Hanes Redefines 'Model Citizen' For A D2C World

America may be used to seeing men’s underwear advertised on nameless hunks, but Hanes’ newest campaign is out to change that. Its new “Model Citizen” ads star seven regular guys, all trying to make the world a better place.

Acknowledging that the world is full of washboard-ab images of men selling undies, “we wanted to find some guys with cool stories and normal bodies,” says Sidney Falken, chief branding officer for HanesBrands. “And they’re not just interesting people -- they’re making an impact. That’s a fun spin to put on the word 'model.’”

These guys don’t spend their life at the gym. One is a single dad pursuing an acting and photography career. Another makes boots in Austin. And one’s brewing beer in Denver.

The all-digital effort, aimed at younger men, isn’t just a new way to look at underwear models, but a new way to shore up its D2C efforts as well. All the featured products are available on its ecommerce sites, aided by a dedicated landing page for all campaign assets.

Hanes is one of those traditional brands that is soaring on D2C efforts. In its latest quarterly results, consumer-directed sales (including its company-owned or brand retail stores and all online channels) jumped 10%, and represent 23% of total sales. On a constant-currency basis, its increase was 13%, with double-digit gains both in the U.S. and internationally.

“We are happy for people to buy Hanes wherever they want,” Falken tells D2C FYI. “And a lot of consumers like to be in stores, and touch and feel a product before buying it. That experience is still really important. But the convenience of shopping online -- not just directly from us, but from our online retail partners -- is hard to argue with.”

She says the Winston-Salem, North Carolina-based company continues to see traffic growth, especially in mobile. “So we’re trying to make sure it’s super easy to find what they want, and especially for younger guys, to see the array of our products.”

Hanes is one of the most broadly sold apparel brands in the world, and men’s underwear continues to be a fast-changing category.
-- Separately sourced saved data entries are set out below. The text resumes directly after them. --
PR #8247, opened 2022-04-01
[BISERVER-14832] Memory leak by executing data transformation

smmribeiro:
@bcostahitachivantara @renato-s @andreramos89


bcostahitachivantara (approved):
Looks good

PR #8312, opened 2022-05-18
[SP-6118] Backport of PDI-19426 Calculator step: No error occurs even…

ddiroma:
… if a negative value is specified for SQRT(A) (9.2.0.4)


smmribeiro (approved):

PR #8338, opened 2022-05-26
[SP-6110][BAD-1920] Optional automatic updates of Hadoop *-site.xml i…

tkafalas:
…n cluster definition


smmribeiro (approved):

PR #8365, opened 2022-06-09
[BACKLOG-35902] Move Monet DB bulk loader from core to plugin

spravasahu:


plugins/monet-db-bulk-loader/impl/src/main/java/org/pentaho/di/trans/steps/monetdbbulkloader/MonetDBBulkLoader.java
```diff
@@ -38,20 +37,15 @@
...
 import org.pentaho.di.i18n.BaseMessages;
 import org.pentaho.di.trans.Trans;
 import org.pentaho.di.trans.TransMeta;
-import org.pentaho.di.trans.step.BaseStep;
-import org.pentaho.di.trans.step.StepDataInterface;
-import org.pentaho.di.trans.step.StepInterface;
-import org.pentaho.di.trans.step.StepMeta;
-import org.pentaho.di.trans.step.StepMetaInterface;
-import org.pentaho.di.trans.steps.monetdbagilemart.MonetDBRowLimitException;
+import org.pentaho.di.trans.step.*;
```
peterrinehart, line 44: This needs to be expanded to include only the classes being used from this package.

peterrinehart (changes requested):

plugins/monet-db-bulk-loader/impl/src/main/java/org/pentaho/di/trans/steps/monetdbbulkloader/MonetDBBulkLoader.java
spravasahu: Addressed review comments

peterrinehart (approved):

For one thing, women shoppers matter less than they used to, with about 69% of men buying their own, up sharply in the past ten years.

For another, styles are constantly changing. Boxer briefs continue to be the most popular silhouette, but expectations of new fabrics, colors and function have exploded.

“It’s a much more interesting category than it used to be, and men are pretty knowledgeable,” Falken says. “They’re interested in performance fabrics, moisture-wicking, cotton, blends, and mesh. And increasingly, men view underwear as a way to make a fashion statement.”